ECLI:NL:RBMNE:2019:4541

Rechtbank Midden-Nederland

Datum uitspraak
16 oktober 2019
Publicatiedatum
30 september 2019
Zaaknummer
7570746 AC EXPL 19-683
Instantie
Rechtbank Midden-Nederland
Type
Uitspraak
Procedures
  • Eerste aanleg - enkelvoudig
Vindplaatsen
  • Rechtspraak.nl
AI samenvatting door LexboostAutomatisch gegenereerd

Huurrechtelijke geschil tussen medehuurders na verbreking van samenwoning en de gevolgen voor de huurovereenkomst

In deze zaak gaat het om een huurgeschil tussen twee contractuele medehuurders, [onderbewindgestelde] en [gedaagde partij], die in 2013 samen een woning huurden van [eiseres]. Na de verbreking van hun relatie in 2015 heeft [onderbewindgestelde] de woning verlaten, terwijl [gedaagde partij] daar bleef wonen. In 2017 vroeg [onderbewindgestelde] om het huurcontract op naam van [gedaagde partij] te zetten, maar [eiseres] weigerde dit. In 2018 ontstond er een huurachterstand, waarna [eiseres] betaling van de achterstand, ontbinding van de huurovereenkomst en ontruiming van de woning vorderde. [gedaagde partij] heeft een deel van de achterstand betaald, maar de ontbinding en ontruiming zijn toegewezen onder de voorwaarde dat [gedaagde partij] een betalingsregeling treft.

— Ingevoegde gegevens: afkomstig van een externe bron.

Issue #357, opened 2017-05-18
UWP larger font sizes have extra padding on left side


anbare:
**Expected:** Regardless of font size, the left edge of text should be consistent. If there's a small text followed by a large text, you should be able to draw a line down from the left edge of the small text and it should be flush with the left edge of the large text.

**Actual:** Larger fonts start to creep to the right, rather than staying flush with the imaginary line on the left.

Visualization of the issue today...

![image](https://cloud.githubusercontent.com/assets/13246069/26225426/fbba15b6-3bdb-11e7-8fc7-6e4eef8b8fc1.png)

Fix is to use a specific property on the XAML TextBlock... I'll look up what it is, we used it for tiles previously

mdtauk:
Have you tried this property, it is supposed to fix those issues.
`<TextBlock OpticalMarginAlignment="TrimSideBearings"/>`

anbare:
Yep that's the one, found it from my previous project a while ago, currently adding it to the code. Thanks mdtauk!

anbare:
Fixed!

PR #358, opened 2017-05-18
Ensure UWP text elements are perfectly left aligned

anbare:
Enabling TrimSideBearings to ensure that regardless of the font size,
the left of the text is consistently in line with each other, fixing
issue #357

Simply had to assign that property (and moved the code to obtain
ITextBlock2 to the top since it's used in two places now)

Verified changes using Visualizer, text is now always flush to the left, pixel perfect!

image


source/uwp/Renderer/lib/XamlBuilder.cpp
```diff
@@ -990,6 +990,10 @@ namespace AdaptiveCards { namespace XamlCardRenderer
 
         ComPtr<ITextBlock> xamlTextBlock = XamlHelpers::CreateXamlClass<ITextBlock>(HStringReference(RuntimeClass_Windows_UI_Xaml_Controls_TextBlock));
 
+        // ITextBlock2 will be used later on
+        ComPtr<ITextBlock2> xamlTextBlock2;
```
riarenas: [nit] I find it easier to follow when a variable is declared closer to the point of first usage. Thoughts?

PR #359, opened 2017-05-19
Fix DeserializeFromString

riarenas:
UWP renderer also now uses the DeserializeFromString method rather than doing its own thing to render a card from a string.


RebeccaAnne:
:shipit:

Issue #361, opened 2017-05-20
HTML renderer doesn't implement isRequired for inputs


dsanvita:
The Input.* card elements all have an isRequired property, but this is not implemented in the HTML renderer.

matthidinger:
We removed isRequired for the v1.0 schema and are not doing client validation at this point, but we will likely revisit in a future release

hobpet:
@matthidinger, I know this one is closed, but the end of your sentence suggests that you will likely revisit in a future release.
Any update on this?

De kantonrechter oordeelt dat [onderbewindgestelde] niet alleen de huur kan opzeggen, omdat de huurovereenkomst een gezamenlijke verplichting is. De wet biedt geen vaste regel voor deze situatie, en de bepalingen in de huurovereenkomst zijn leidend. Artikel 17.2 van de Algemene Bepalingen stelt dat een contractuele medehuurder niet alleen kan opzeggen zonder instemming van de andere huurder of verhuurder. Aangezien [eiseres] niet bereid was om de huur voort te zetten met alleen [gedaagde partij], blijft [onderbewindgestelde] hoofdelijk aansprakelijk voor de huurachterstand, ook al woont hij er niet meer.

De kantonrechter heeft de huurovereenkomst ontbonden per 10 juli 2019 en [onderbewindgestelde] veroordeeld tot betaling van de huurachterstand en de proceskosten, samen met [gedaagde partij]. De ontruiming is niet toegewezen, omdat [onderbewindgestelde] feitelijk niet meer in de woning woont. De rechter heeft ook de buitengerechtelijke incassokosten toegewezen en de veroordelingen uitvoerbaar bij voorraad verklaard.

Uitspraak

RECHTBANK MIDDEN-NEDERLAND

Civiel recht
kantonrechter
locatie Amersfoort
zaaknummer: 7570746 AC EXPL 19-683 nig/1449
Vonnis van 16 oktober 2019
inzake
de besloten vennootschap
[eiseres] B.V.,
gevestigd op [naam locatie] ,
verder ook te noemen [eiseres] ,
eisende partij,
gemachtigde: Flanderijn,
tegen:

1.[bewindvoerster]

in haar hoedanigheid van bewindvoerder van [onderbewindgestelde] (hierna: [onderbewindgestelde] ),
kantoorhoudend in [vestigingsplaats] ,
gemachtigde mr. J.A. Spigt,

2.[gedaagde partij] ,

wonend in [woonplaats] ,
verder ook te noemen [gedaagde partij] ,
gedaagde partij,
procederend in persoon.

1.Wat is er aan de hand?

1.1.
[onderbewindgestelde] en [gedaagde partij] hebben in 2013 samen een woning gehuurd van [eiseres] . In 2015 is hun relatie verbroken. [onderbewindgestelde] heeft de woning verlaten; [gedaagde partij] is daar blijven wonen. In 2017 heeft [onderbewindgestelde] [eiseres] gevraagd om het huurcontract op naam te zetten van [gedaagde partij] alleen, maar [eiseres] heeft dat geweigerd.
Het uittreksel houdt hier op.